**TASK ITEM**.
Copy out, from the entries below, each line holding the string "properly".

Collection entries
PR #2165, opened 2019-06-25
Nvidia optical flow

vchiluka5:
**Main PR**: https://github.com/opencv/opencv/pull/14888

Adds source code for OpenCV-OF interface implementation, unit test and performance test.
This change implements a OpenCV interface for the NVIDIA Optical Flow SDK 1.0. The SDK exposes the latest hardware
capability of Turing GPUs dedicated to computing the relative motion of pixels between images.

The hardware uses sophisticated algorithms to yield highly accurate flow vectors, with robust frame-to-frame intensity variations and
tracks the true object motion faster and more accurately. The optical flow hardware accelerator generates block-based optical flow vectors.
The size of the block depends on hardware in use and can be queried using the function getGridSize(). The block-based flow vectors generated
by the hardware can be converted to dense representation (i.e. per-pixel flow vectors) using upSampler() helper function, if needed.
The flow vectors are stored in CV_16SC2 format with x and y components of each flow vector in 16-bit signed fixed point representation S10.5. 
This change also adds a unit test and a performance test for the new interface.

```
force_builders_only=Custom,docs
buildworker:Custom=linux-1,linux-2,linux-4
docker_image:Custom=ubuntu-cuda:16.04
```


.gitmodules
```diff
@@ -0,0 +1,4 @@
+[submodule "modules/cudaoptflow/include/opencv2/NVIDIAOpticalFlowSDK"]
+	path = modules/cudaoptflow/include/opencv2/NVIDIAOpticalFlowSDK
+	url = https://github.com/NVIDIA/NVIDIAOpticalFlowSDK.git
```
alalek: Git submodules are not allowed.

This significantly increases contribution barrier.

vchiluka5: Submodule is only for pulling NVOF SDK headers. Headers are tied to specific version of SDK and hence we thought getting them via submodule was the best option.
Can you please suggest any other alternatives? Headers don't follow opencv coding convention and SDK is already available publicly at NVIDIA devzone.

alalek: if these headers are under appropriate license (BSD-like), then you can copy them into this repository.

> Headers are tied to specific version of SDK

This may be a problem (even with submodule).
What is the process to deliver compatible headers to users?


---

One more alternative is download and unpack sources by CMake. [Example](https://github.com/opencv/opencv_contrib/blob/3.4.0/modules/dnn_modern/CMakeLists.txt#L16-L31)
Several sources can be applied depending on users configuration (CUDA SDK version).

---

Also we need CMake checks for supported CUDA versions only (and disable functionality for unsupported versions - throw exception).

vchiluka5: > if these headers are under appropriate license (BSD-like), then you can copy them into this repository.
> Headers are under  BSD-3 license but they don't follow opencv coding styles and we can't change that since SDK is already public
> > Headers are tied to specific version of SDK
> So right now SDK 1.0 is public and these headers are from SDK 1.0. Submodule is linked at particular branch(nvof_1_0). So in future for SDK 2.0, we will have new branch(nvof_2_0) with SDK 2.0 with new headers and we will update the submodule dependency here.
> This may be a problem (even with submodule).
> What is the process to deliver compatible headers to users?
> Headers will be as per SDK version. Now its SDK 1.0. Later with SDK 2.0 we will update new headers.
> One more alternative is download and unpack sources by CMake. [Example](https://github.com/opencv/opencv_contrib/blob/3.4.0/modules/dnn_modern/CMakeLists.txt#L16-L31)
> Several sources can be applied depending on users configuration (CUDA SDK version).
> 
> Also we need CMake checks for supported CUDA versions only (and disable functionality for unsupported versions - throw exception).
Mostly all CUDA versions are supported. Backward compatibility is maintained. Only requirement is Turing based GPU for HW acceleration and it its not present then appropriate error message is returned.

vchiluka5: > >  if these headers are under appropriate license (BSD-like), then you can copy them into this repository.
> Headers are under  BSD-3 license but they don't follow opencv coding styles and we can't change that since SDK is already public

vchiluka5: >>Headers are tied to specific version of SDK
> So right now SDK 1.0 is public and these headers are from SDK 1.0. Submodule is linked at particular branch(nvof_1_0). So in future for SDK 2.0, we will have new branch(nvof_2_0) with SDK 2.0 with new headers and we will update the submodule dependency here.
>>This may be a problem (even with submodule).
>>What is the process to deliver compatible headers to users?
> Headers will be as per SDK version. Now its SDK 1.0. Later with SDK 2.0 we will update new headers.
>>One more alternative is download and unpack sources by CMake. [Example](https://github.com/opencv/opencv_contrib/blob/3.4.0/modules/dnn_modern/CMakeLists.txt#L16-L31)
>> Several sources can be applied depending on users configuration (CUDA SDK version).
> We felt managing headers via submodule is the best way.
>>Also we need CMake checks for supported CUDA versions only (and disable functionality for unsupported versions - throw exception).
> Mostly all CUDA versions are supported. Backward compatibility is maintained. Only requirement is Turing based GPU for HW acceleration and it its not present then appropriate error message is returned.

alalek: You can put (copy) these headers "as is" (without modifications) - like other 3rdparty components sources.

> they don't follow opencv coding styles

This is not a problem, because these headers are internal (not exposed as OpenCV public API).

vchiluka5:
Is it OK if we discuss all necessary changes and then il make all changes at once? 
Il move sample app and merge in commit 1 of this PR once we finalize about how headers can be used

.gitmodules
vchiluka5: Sure. Thanks .Let me discuss this within my team. And il update it here as soon as possible.

vchiluka5: Hey @alalek 
I had a discussion with my team and we decided to go with downloading via cmake. Thanks for giving a sample. I updated CMakeLists.txt in same way to fetch our headers. I force pushed so as to avoid un-necessary CL's. I hope this is fine? Can we proceed with further review?

modules/cudaoptflow/include/opencv2/cudaoptflow.hpp
```diff
@@ -102,6 +105,47 @@ class CV_EXPORTS_W SparseOpticalFlow : public Algorithm
...
+    @param stream Stream for the asynchronous version.
+    @param hint Hint buffer if client provides external hints. Must have same size as flow buffer.
+                Caller can provide flow vectors as hints for optical flow calculation.
+    @param cost Cost buffer contains numbers indicating the confidence associated with each of the generated flow vectors.
+                Higher the cost, lower the confidence. Cost buffer is of type CV_32SC1.
+
+    @note
+    - Client must use critical sections around each calc() function if calling it from multiple threads.
+    */
+    CV_WRAP virtual void calc(
```
alalek: Please remove CV_WRAP here, or replace `CV_EXPORTS` => `CV_EXPORTS_W` on the line with class declaration.
This breaks the build (see [here](http://pullrequest.opencv.org/buildbot/builders/precommit-contrib_custom_linux64/builds/131)).

modules/cudaoptflow/CMakeLists.txt
```diff
@@ -6,4 +6,23 @@ set(the_description "CUDA-accelerated Optical Flow")
...
+# ----------------------------------------------------------------------------
+# MODULE REQUIREMENTS
+# ----------------------------------------------------------------------------
+
+set(NVIDIA_OPTICAL_FLOW_1_0_HEADERS_PATH "${CMAKE_CURRENT_SOURCE_DIR}/include/opencv2/NVIDIAOpticalFlowSDK_1_0_Headers")
+set(NVIDIA_OPTICAL_FLOW_1_0_HEADERS_ROOT "${NVIDIA_OPTICAL_FLOW_1_0_HEADERS_PATH}/NVIDIAOpticalFlowSDK_1_0_Headers")
+ocv_download(FILENAME "NVIDIAOpticalFlowSDK_1_0_Headers.tar.gz"
+               HASH "c9e06b032b9839e7106baf42cb1b429c"
+               URL
+                 "https://raw.githubusercontent.com/NVIDIA/NVIDIAOpticalFlowSDK/nvof_1_0_bsd/"
```
alalek: BTW, It is possible to download using specific commit hash (no need for archive in git repo):
https://github.com/NVIDIA/NVIDIAOpticalFlowSDK/archive/79c6cee80a2df9a196f20afd6b598a9810964c32.zip

(these files are usually stable, but may change if GitHub changes packing options - I remember only one case when archive's contents are changed (due compression parameters)).

modules/cudaoptflow/include/opencv2/cudaoptflow.hpp
```diff
@@ -43,6 +43,9 @@
 #ifndef OPENCV_CUDAOPTFLOW_HPP
 #define OPENCV_CUDAOPTFLOW_HPP
 
+#include "NVIDIAOpticalFlowSDK_1_0_Headers/nvOpticalFlowCommon.h"
+#include "NVIDIAOpticalFlowSDK_1_0_Headers/nvOpticalFlowCuda.h"
```
alalek: Do we really need that headers as a part of public OpenCV API?

Usually we hide all implementation details. In general, inclusion of OpenCV header should not affect names outside of "cv::" namespace or `CV_` macros/defines
For enums we "duplicate" in corresponding classes (at least such duplication is needed for bindings generator).

modules/cudaoptflow/src/nvidiaOpticalFlow.cpp
```diff
@@ -0,0 +1,548 @@
...
+        }                                                                           \
+    } while (0)
+
+using namespace std;
+using namespace cv;
+using namespace cv::cuda;
+
+namespace
+{
+    class NvidiaOpticalFlowImpl : public cv::cuda::NvidiaOpticalFlow_1_0
```
alalek: Please remove indentation in namespaces.

modules/cudaoptflow/include/opencv2/cudaoptflow.hpp
```diff
@@ -342,6 +386,56 @@ class CV_EXPORTS_W OpticalFlowDual_TVL1 : public DenseOpticalFlow
...
+    @param perfPreset Optional parameter. Refer [NV OF SDK documentation](https://developer.nvidia.com/opticalflow-sdk) for details about presets.
+                      Defaults to NV_OF_PERF_LEVEL_SLOW.
+    @param enableTemporalHints Optional parameter. Flag to enable temporal hints. When set to true, the hardware uses the flow vectors
+                               generated in previous call to calc() as internal hints for the current call to calc().
+                               Useful when computing flow vectors between successive video frames. Defaults to false.
+    @param enableExternalHints Optional Parameter. Flag to enable passing external hints buffer to calc(). Defaults to false.
+    @param enableCostBuffer Optional Parameter. Flag to enable cost buffer output from calc(). Defaults to false.
+    @param gpuId Optional parameter to select the GPU ID on which the optical flow should be computed. Useful in multi-GPU systems. Defaults to 0.
+    */
+    CV_WRAP static Ptr<NvidiaOpticalFlow_1_0> create(
```
alalek: will this call raise exception or return empty pointer if specified `gpuId` H/W doesn't support this feature? (please clarify this case in documentation)

(also we probably need some check for that in tests)

modules/cudaoptflow/src/nvidiaOpticalFlow.cpp
```diff
@@ -0,0 +1,548 @@
...
+//  By downloading, copying, installing or using the software you agree to this license.
+//  If you do not agree to this license, do not download, install,
+//  copy or use the software.
+//
+//
+//                           License Agreement
+//                For Open Source Computer Vision Library
+//
+// Copyright (C) 2000-2008, Intel Corporation, all rights reserved.
+// Copyright (C) 2009, Willow Garage Inc., all rights reserved.
```
alalek: Please use [short license header](https://github.com/opencv/opencv/wiki/Coding_Style_Guide#file-structure) in new files:
```
//
// ... optional file's author/copyright lines ...
```

modules/cudaoptflow/include/opencv2/cudaoptflow.hpp
vchiluka5: Done.

modules/cudaoptflow/CMakeLists.txt
vchiluka5: Oh Thanks. I was not aware about it.
Il make it download via hash.

modules/cudaoptflow/include/opencv2/cudaoptflow.hpp
vchiluka5: We will need those headers since all the enums and function pointers are declared there and every release of new SDK will have some parameters/enums/functions added. So yes, headers are must.

modules/cudaoptflow/src/nvidiaOpticalFlow.cpp
vchiluka5: Sure. Noted

modules/cudaoptflow/include/opencv2/cudaoptflow.hpp
vchiluka5: So if specific GPU is not compatible then HMODULE hModule = LoadLibrary(MODULENAME); wont be able to get the library file or dll and it will return appropriate error..

modules/cudaoptflow/src/nvidiaOpticalFlow.cpp
vchiluka5: Noted

modules/cudaoptflow/include/opencv2/cudaoptflow.hpp
alalek: You need headers, but exposing them as public OpenCV API is not necessary.

If you add "duplicate" of enum `NV_OF_PERF_LEVEL` here (renamed, but keep the same values, so just cast is enough), then you can use headers from .cpp files only (move headers into `src/` subtree) and don't expose them for users.

modules/cudaoptflow/include/opencv2/cudaoptflow.hpp
alalek: There is `gpuId`.
2 gpus in system. They are different.

Is it clear now why approach with `LoadLibrary` will not work?

vchiluka5: I got your point. In that case nvCreateOpticalFlowCuda() will fail and it will return exception. It wont create empty pointer. Il try out this situation and add appropriate checks in tests.

modules/cudaoptflow/include/opencv2/cudaoptflow.hpp
vchiluka5: True. Probably we can do it but again once i may need to discuss it within my team. Il move the headers and update the CL  once confirmed.

modules/cudaoptflow/CMakeLists.txt
vchiluka5: Any suggestions on this @alalek

alalek: > d41d8cd98f00b204e9800998ecf8427e

Why did you using MD5 of empty file?
Take a look on CMake logs, error message is there.

It should be:
```
set(NVIDIA_OPTICAL_FLOW_1_0_HEADERS_MD5 "ca5acedee6cb45d0ec610a6732de5c15")
```

BTW, files are unpacked with extra sub-directory:
```
include/opencv2/NVIDIAOpticalFlowSDK_1_0_Headers/
└── NVIDIAOpticalFlowSDK-79c6cee80a2df9a196f20afd6b598a9810964c32
    ├── nvOpticalFlowCommon.h
    ├── nvOpticalFlowCuda.h
    └── README.md
```

So, we need:
```
ocv_include_directories(SYSTEM "${NVIDIA_OPTICAL_FLOW_1_0_HEADERS_PATH}/NVIDIAOpticalFlowSDK-${NVIDIA_OPTICAL_FLOW_1_0_HEADERS_MD5}")
```

and remove these headers from public API location:

```
set(NVIDIA_OPTICAL_FLOW_1_0_HEADERS_PATH "${CMAKE_CURRENT_BINARY_DIR}/include/NVIDIAOpticalFlowSDK_1_0_Headers")
```

modules/cudaoptflow/include/opencv2/cudaoptflow.hpp
vchiluka5: I added try catch block so that test suite wont crash and stop. So if specified HW is not supported test will fail and return silently. Will this be Okay?

modules/cudaoptflow/include/opencv2/cudaoptflow.hpp
vchiluka5: I moved headers to src and duplicated NV_OF_PERF_LEVEL as NVIDIA_OF_PERF_LEVEL

modules/cudaoptflow/CMakeLists.txt
vchiluka5: Done

modules/cudaoptflow/include/opencv2/cudaoptflow.hpp
alalek: Silent errors is a bad practice.
Exceptions is more useful for users (at least they have error message, and sometimes stack trace).

Looks like, there is no way to detect support during `create()` function.
Checking API support is still actual for tests (to skip test on unsupported H/W instead of failures).

modules/cudaoptflow/src/nvidiaOpticalFlow.cpp
```diff
@@ -0,0 +1,581 @@
+//
+// This file is part of OpenCV project.
+// It is subject to the license terms in the LICENSE file found in the top-level directory
+// of this distribution and at http://opencv.org/license.html.
+//
+//M*/
+#include "precomp.hpp"
+#include "NVIDIAOpticalFlowSDK_1_0_Headers/NVIDIAOpticalFlowSDK-79c6cee80a2df9a196f20afd6b598a9810964c32/nvOpticalFlowCommon.h"
+#include "NVIDIAOpticalFlowSDK_1_0_Headers/NVIDIAOpticalFlowSDK-79c6cee80a2df9a196f20afd6b598a9810964c32/nvOpticalFlowCuda.h"
```
alalek: With `ocv_include_directories()` it is enough to include:
```
#include "nvOpticalFlowCommon.h"
#include "nvOpticalFlowCuda.h"
```

vchiluka5: I thought the same and tried including like this
#include "nvOpticalFlowCommon.h"
#include "nvOpticalFlowCuda.h"
But compilation failed and hence i added them this way

modules/cudaoptflow/include/opencv2/cudaoptflow.hpp
vchiluka5: I meant it wont crash abruptly now rather it will give the exception and exit.
OpenCV uses gtest framework right? So cant we put restriction that particular tests should run only on turing and above gpu archs?

alalek: OpenCV uses patched Google Tests framework.

You can use this code to "skip" test.
```
if (<not_supported_configuration_condition>)
    throw SkipTestException("Current configuration is not supported");
```
Main question here is "condition" implementation.

---

Alternative (exception variant):
```
cv::Ptr<cv::cuda::NvidiaOpticalFlow_1_0> d_nvof;
try
{
    d_nvof =cv::cuda::NvidiaOpticalFlow_1_0::create(...);
}
catch (... not supported exception ...)
{
    throw SkipTestException("Current configuration is not supported");
}
```

modules/cudaoptflow/src/nvidiaOpticalFlow.cpp
alalek: Include directory is not added properly.

Use this:
```
ocv_define_module(cudaoptflow opencv_video opencv_optflow opencv_cudaarithm opencv_cudawarping opencv_cudaimgproc OPTIONAL opencv_cudalegacy WRAP python)

set(NVIDIA_OPTICAL_FLOW_1_0_HEADERS_COMMIT "79c6cee80a2df9a196f20afd6b598a9810964c32")
set(NVIDIA_OPTICAL_FLOW_1_0_HEADERS_MD5 "ca5acedee6cb45d0ec610a6732de5c15")
set(NVIDIA_OPTICAL_FLOW_1_0_HEADERS_PATH "${OpenCV_BINARY_DIR}/3rdparty/NVIDIAOpticalFlowSDK_1_0_Headers")
ocv_download(FILENAME "${NVIDIA_OPTICAL_FLOW_1_0_HEADERS_COMMIT}.zip"
               HASH ${NVIDIA_OPTICAL_FLOW_1_0_HEADERS_MD5}
               URL
                 "https://github.com/NVIDIA/NVIDIAOpticalFlowSDK/archive/"
               DESTINATION_DIR "${NVIDIA_OPTICAL_FLOW_1_0_HEADERS_PATH}"
               STATUS NVIDIA_OPTICAL_FLOW_1_0_HEADERS_DOWNLOAD_SUCCESS
               ID "NVIDIA_OPTICAL_FLOW"
               UNPACK RELATIVE_URL)

if(NOT NVIDIA_OPTICAL_FLOW_1_0_HEADERS_DOWNLOAD_SUCCESS)
  message(STATUS "Failed to download NVIDIA_Optical_Flow_1_0 Headers")
else()
  add_definitions(-DHAVE_NVIDIA_OPTFLOW=1)
  ocv_include_directories(SYSTEM "${NVIDIA_OPTICAL_FLOW_1_0_HEADERS_PATH}/NVIDIAOpticalFlowSDK-${NVIDIA_OPTICAL_FLOW_1_0_HEADERS_COMMIT}")
endif()
```

alalek: Also take a look on `add_definitions(-DHAVE_NVIDIA_OPTFLOW=1)` line.
You should properly guard implementation code (if downloading is failed/disabled/not available).

vchiluka5: Thanks alot :-)
I bounded implementation code as if headers are not downloaded then return HeaderIs Null error

modules/cudaoptflow/include/opencv2/cudaoptflow.hpp
vchiluka5: I seperated error code for each specific error to define that condition. We mapped opencv error to as much similar error can be to nvof error.

modules/cudaoptflow/include/opencv2/cudaoptflow.hpp
```diff
@@ -342,6 +383,69 @@ class CV_EXPORTS_W OpticalFlowDual_TVL1 : public DenseOpticalFlow
...
+- A sample application demonstrating the use of NVIDIA Optical Flow can be found at
+opencv_source_code/samples/gpu/nvidia_optical_flow.cpp
+- An example application comparing accuracy and performance of NVIDIA Optical Flow with other optical flow algorithms in OpenCV can be found at
+opencv_source_code/samples/gpu/optical_flow.cpp
+*/
+
+/**
+* Supported optical flow/stereo disparity performance levels.
+*/
+typedef enum _NVIDIA_OF_PERF_LEVEL
```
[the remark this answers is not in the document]
vchiluka5: NVIDIA_OF_PERF_LEVEL enum is not needed in NvidiaOpticalFlow_1_0 right? since it is casted to NV_OF_PERF_LEVEL

modules/cudaoptflow/perf/perf_optflow.cpp
```diff
@@ -326,4 +326,56 @@ PERF_TEST_P(ImagePair, OpticalFlowDual_TVL1,
...
+        cv::cuda::GpuMat d_flow;
+        cv::Ptr<cv::cuda::NvidiaOpticalFlow_1_0> d_nvof;
+        try
+        {
+            d_nvof = cv::cuda::NvidiaOpticalFlow_1_0::create(width, height, preset,
+                enableTemporalHints, enableExternalHints, enableCostBuffer, gpuid);
+        }
+        catch (Error::Code &e)
+        {
+            if(e == Error::StsBadFunc || e == Error::StsBadArg || e == Error::StsNullPtr)
```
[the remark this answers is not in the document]
vchiluka5: Noted

modules/cudaoptflow/include/opencv2/cudaoptflow.hpp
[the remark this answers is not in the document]
vchiluka5: Done.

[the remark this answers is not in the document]
vchiluka5: If i move it inside class then everywhere i need to refer it like this cuda::NvidiaOpticalFlow_1_0::NVIDIA_OF_PERF_LEVEL otherwise it gives build errors.

vchiluka5:
Hi @alalek 
I see this error in some python bindings. What is this about? Can you please check and also suggest possible solutions to this?

  File "/build/precommit-contrib_custom_linux64/opencv/modules/python/bindings/..//src2/gen2.py", line 1102, in <module>
    generator.gen(srcfiles, dstdir)
  File "/build/precommit-contrib_custom_linux64/opencv/modules/python/bindings/..//src2/gen2.py", line 991, in gen
    self.add_func(decl)
  File "/build/precommit-contrib_custom_linux64/opencv/modules/python/bindings/..//src2/gen2.py", line 909, in add_func
    func_map = self.classes[classname].methods
KeyError: 'cuda_NvidiaHWOpticalFlow'

alalek:
All base classes must be wrapped into bindings too:
```.diff
-class CV_EXPORTS NvidiaHWOpticalFlow 
+class CV_EXPORTS_W NvidiaHWOpticalFlow 
```

vchiluka5:
@alalek  Thanks for reviewing till now,
Updated with all above discussed changes. Please Let me know if anymore changes are needed. Il try to complete all changes asap.

vchiluka5:
Hi @alalek 

This error here is due to CUDA_CUDA_LIBRARY not linked to opencv_world module for which i submitted a pull request in opencv main branch
https://pullrequest.opencv.org/buildbot/builders/precommit-contrib_custom_linux64/builds/138/steps/compile%20release/logs/stdio

alalek:
This build tests both patches together (both patches are applied).
So something in these patches is wrong and should be get fixed/removed.

vchiluka5:
> This build tests both patches together (both patches are applied).
> So something in these patches is wrong and should be get fixed/removed.

Looks like its not picking properly from opencv main branch. NVIDIA_Optical_Flow branch is not used here:
https://pullrequest.opencv.org/buildbot/builders/precommit-contrib_custom_linux64/builds/140

alalek:
[Here](http://pullrequest.opencv.org/buildbot/builders/precommit-contrib_custom_linux64/builds/141/steps/Merge%20opencv%20with%20test%20branch/logs/stdio):
```
From https://github.com/vchiluka5/opencv
 * branch            NVIDIA_Optical_Flow -> FETCH_HEAD
Removing samples/gpu/optical_flow.cpp
Merge made by the 'recursive' strategy.
 CMakeLists.txt               |   2 +-
 samples/gpu/optical_flow.cpp | 240 -------------------------------------------
 2 files changed, 1 insertion(+), 241 deletions(-)
 delete mode 100644 samples/gpu/optical_flow.cpp
```

vchiluka5:
> [Here](http://pullrequest.opencv.org/buildbot/builders/precommit-contrib_custom_linux64/builds/141/steps/Merge%20opencv%20with%20test%20branch/logs/stdio):
> 
> ```
> From https://github.com/vchiluka5/opencv
>  * branch            NVIDIA_Optical_Flow -> FETCH_HEAD
> Removing samples/gpu/optical_flow.cpp
> Merge made by the 'recursive' strategy.
>  CMakeLists.txt               |   2 +-
>  samples/gpu/optical_flow.cpp | 240 -------------------------------------------
>  2 files changed, 1 insertion(+), 241 deletions(-)
>  delete mode 100644 samples/gpu/optical_flow.cpp
> ```

Hi @alalek 
I re-built everything. Steps i did are 
git clone -b NVIDIA_Optical_Flow  https://github.com/vchiluka5/opencv.git
git clone -b NVIDIA_Optical_Flow  https://github.com/vchiluka5/opencv_contrib.git
mkdir build && mkdir install
cd build
cmake -D WITH_CUDA=ON -D BUILD_EXAMPLES=ON -D BUILD_TESTS=ON -D BUILD_PERF_TESTS=ON -D CMAKE_BUILD_TYPE=RELEASE -D CMAKE_INSTALL_PREFIX=/home/kp/Desktop/opencv_master/install -D OPENCV_EXTRA_MODULES_PATH=/home/kp/Desktop/opencv_master/opencv_contrib/modules  /home/kp/Desktop/opencv_master/opencv/
make all -j 40 && make install

and i was able to build opencv without any errors. 
Error says warning: libcuda.so.1, needed by ../../lib/libopencv_cudaoptflow.so.4.1.1, not found
and hence unresolved references to driver APIs

Is CUDA installed on that machine where the compilation is going on?

alalek:
Build is going in Linux docker container (without any CUDA device, just build, no tests).

Dockerfile with CUDA related installations is [here](https://github.com/opencv-infrastructure/opencv-worker-config/blob/linux/images/ubuntu-cuda--16.04/docker/Dockerfile).

alalek:
These files are available from container:
```
# find / -name libcuda*
/usr/local/cuda-8.0/targets/x86_64-linux/lib/libcudart.so.8.0
/usr/local/cuda-8.0/targets/x86_64-linux/lib/libcudart.so.8.0.61
/usr/local/cuda-8.0/targets/x86_64-linux/lib/libcudart.so
/usr/local/cuda-8.0/targets/x86_64-linux/lib/libcudadevrt.a
/usr/local/cuda-8.0/targets/x86_64-linux/lib/stubs/libcuda.so
/usr/local/cuda-8.0/targets/x86_64-linux/lib/libcudart_static.a
/usr/local/cuda-8.0/extras/Debugger/include/libcudacore.h
/usr/local/cuda-8.0/extras/Debugger/lib64/libcudacore.a
```

So only "stubs" are available in build container.

[Here](http://pullrequest.opencv.org/buildbot/builders/precommit-contrib_custom_linux64/builds/141/steps/cmake/logs/vars):
```
CUDA_CUDA_LIBRARY=/usr/local/cuda/lib64/stubs/libcuda.so
```

It seems correct. Need to check what linker does wrong.

alalek:
Related issue: https://github.com/NVIDIA/nvidia-docker/issues/775

vchiluka5:
> **Update**: Looks like stub file is malformed and can't be used with shared libraries.
> I re-links on non-existed `libcuda.so.1` (from `libcuda.so`)

Does re-linking solved the build issue? I still see failure with same error.

alalek:
There is typo in my previous comment (`I` -> `it`).

I tried building with extra symbolic link (from [here](https://github.com/NVIDIA/nvidia-docker/issues/775#issuecomment-400178344)), it seems able to build.

However it is not robust solution in general (due patching content in CUDA SDK directories).

---

Changes are not added into CI infrastructure yet.

vchiluka5:
> There is typo in my previous comment (`I` -> `it`).
> 
> I tried building with extra symbolic link (from [here](https://github.com/NVIDIA/nvidia-docker/issues/775#issuecomment-400178344)), it seems able to build.
> 
> However it is not robust solution in general (due patching content in CUDA SDK directories).
> 
> Changes are not added into CI infrastructure yet.

What should be our next step then? Since you were able to build that indicates everything is fine in this patch right?

modules/cudaoptflow/include/opencv2/cudaoptflow.hpp
```diff
@@ -342,6 +383,69 @@ class CV_EXPORTS_W OpticalFlowDual_TVL1 : public DenseOpticalFlow
...
+    @param perfPreset Optional parameter. Refer [NV OF SDK documentation](https://developer.nvidia.com/opticalflow-sdk) for details about presets.
+                      Defaults to NV_OF_PERF_LEVEL_SLOW.
+    @param enableTemporalHints Optional parameter. Flag to enable temporal hints. When set to true, the hardware uses the flow vectors
+                               generated in previous call to calc() as internal hints for the current call to calc().
+                               Useful when computing flow vectors between successive video frames. Defaults to false.
+    @param enableExternalHints Optional Parameter. Flag to enable passing external hints buffer to calc(). Defaults to false.
+    @param enableCostBuffer Optional Parameter. Flag to enable cost buffer output from calc(). Defaults to false.
+    @param gpuId Optional parameter to select the GPU ID on which the optical flow should be computed. Useful in multi-GPU systems. Defaults to 0.
+    */
+    CV_WRAP static Ptr<NvidiaOpticalFlow_1_0> create(
```
alalek: Lets remove `CV_WRAP` here to workaround bindings issue (look like there is bug in bindings generator).
This would disable Python bindings for this functionality (not critical for now - can be enabled later with corresponding Python tests)

vchiluka5: Sure. I got python bindings error repro locally and i was able to fix it. Hopefully it compiles fine now.
Thanks @alalek  for all suggestions.. Appreciated :-)
And your test commit works so will you merge it here in opencv and then il update my PR or how should we integrate?

vchiluka5:
> Looks good to me! Thank you 👍

Thanks alot @alalek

**RESULT**.
alalek: Include directory is not added properly.
You should properly guard implementation code (if downloading is failed/disabled/not available).
Looks like its not picking properly from opencv main branch. NVIDIA_Optical_Flow branch is not used here:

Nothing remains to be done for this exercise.